TASK DESCRIPTION
Only one stretch of the listing below is wanted. Give it again exactly, from the line with "## Actual Behavior" through the line with "into inline functions".

INFORMATION SHOWN

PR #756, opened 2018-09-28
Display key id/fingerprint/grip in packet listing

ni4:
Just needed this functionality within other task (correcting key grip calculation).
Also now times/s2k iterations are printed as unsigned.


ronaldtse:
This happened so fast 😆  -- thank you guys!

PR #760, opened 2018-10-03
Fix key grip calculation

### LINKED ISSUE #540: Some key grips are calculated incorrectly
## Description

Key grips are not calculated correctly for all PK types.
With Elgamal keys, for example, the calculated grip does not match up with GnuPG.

---

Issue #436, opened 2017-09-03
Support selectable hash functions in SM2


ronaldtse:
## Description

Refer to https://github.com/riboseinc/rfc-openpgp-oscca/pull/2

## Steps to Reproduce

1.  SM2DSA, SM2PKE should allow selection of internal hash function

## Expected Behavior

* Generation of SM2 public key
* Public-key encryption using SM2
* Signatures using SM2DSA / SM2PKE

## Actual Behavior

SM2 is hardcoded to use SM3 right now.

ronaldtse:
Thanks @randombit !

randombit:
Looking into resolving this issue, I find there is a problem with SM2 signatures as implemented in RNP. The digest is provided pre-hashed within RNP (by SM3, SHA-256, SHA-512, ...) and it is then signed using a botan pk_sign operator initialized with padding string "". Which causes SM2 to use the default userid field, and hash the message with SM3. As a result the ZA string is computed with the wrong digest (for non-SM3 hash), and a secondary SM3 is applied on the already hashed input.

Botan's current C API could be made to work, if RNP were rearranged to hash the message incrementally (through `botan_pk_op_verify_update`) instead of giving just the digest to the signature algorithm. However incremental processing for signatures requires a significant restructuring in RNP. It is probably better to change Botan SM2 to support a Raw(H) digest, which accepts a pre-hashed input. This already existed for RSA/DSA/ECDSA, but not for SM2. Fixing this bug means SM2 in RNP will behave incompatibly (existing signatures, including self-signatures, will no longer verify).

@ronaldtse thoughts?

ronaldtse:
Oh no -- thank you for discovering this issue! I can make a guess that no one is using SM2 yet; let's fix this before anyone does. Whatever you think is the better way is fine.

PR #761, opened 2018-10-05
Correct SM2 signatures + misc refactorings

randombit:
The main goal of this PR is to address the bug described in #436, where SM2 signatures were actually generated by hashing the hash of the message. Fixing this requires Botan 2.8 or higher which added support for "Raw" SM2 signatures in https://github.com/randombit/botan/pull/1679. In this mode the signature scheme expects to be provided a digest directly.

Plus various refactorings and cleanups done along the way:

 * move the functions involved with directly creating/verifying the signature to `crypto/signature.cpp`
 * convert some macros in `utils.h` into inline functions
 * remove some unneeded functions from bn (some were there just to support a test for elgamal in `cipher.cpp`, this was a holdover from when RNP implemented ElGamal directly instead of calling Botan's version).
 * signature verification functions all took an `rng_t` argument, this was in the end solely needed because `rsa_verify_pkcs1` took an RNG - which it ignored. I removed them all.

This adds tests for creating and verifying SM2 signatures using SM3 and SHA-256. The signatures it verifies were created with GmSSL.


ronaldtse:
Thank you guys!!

TASK SOLUTION
## Actual Behavior

SM2 is hardcoded to use SM3 right now.

ronaldtse:
Thanks @randombit !

randombit:
Looking into resolving this issue, I find there is a problem with SM2 signatures as implemented in RNP. The digest is provided pre-hashed within RNP (by SM3, SHA-256, SHA-512, ...) and it is then signed using a botan pk_sign operator initialized with padding string "". Which causes SM2 to use the default userid field, and hash the message with SM3. As a result the ZA string is computed with the wrong digest (for non-SM3 hash), and a secondary SM3 is applied on the already hashed input.

Botan's current C API could be made to work, if RNP were rearranged to hash the message incrementally (through `botan_pk_op_verify_update`) instead of giving just the digest to the signature algorithm. However incremental processing for signatures requires a significant restructuring in RNP. It is probably better to change Botan SM2 to support a Raw(H) digest, which accepts a pre-hashed input. This already existed for RSA/DSA/ECDSA, but not for SM2. Fixing this bug means SM2 in RNP will behave incompatibly (existing signatures, including self-signatures, will no longer verify).

@ronaldtse thoughts?

ronaldtse:
Oh no -- thank you for discovering this issue! I can make a guess that no one is using SM2 yet; let's fix this before anyone does. Whatever you think is the better way is fine.

PR #761, opened 2018-10-05
Correct SM2 signatures + misc refactorings

randombit:
The main goal of this PR is to address the bug described in #436, where SM2 signatures were actually generated by hashing the hash of the message. Fixing this requires Botan 2.8 or higher which added support for "Raw" SM2 signatures in https://github.com/randombit/botan/pull/1679. In this mode the signature scheme expects to be provided a digest directly.

Plus various refactorings and cleanups done along the way:

 * move the functions involved with directly creating/verifying the signature to `crypto/signature.cpp`
 * convert some macros in `utils.h` into inline functions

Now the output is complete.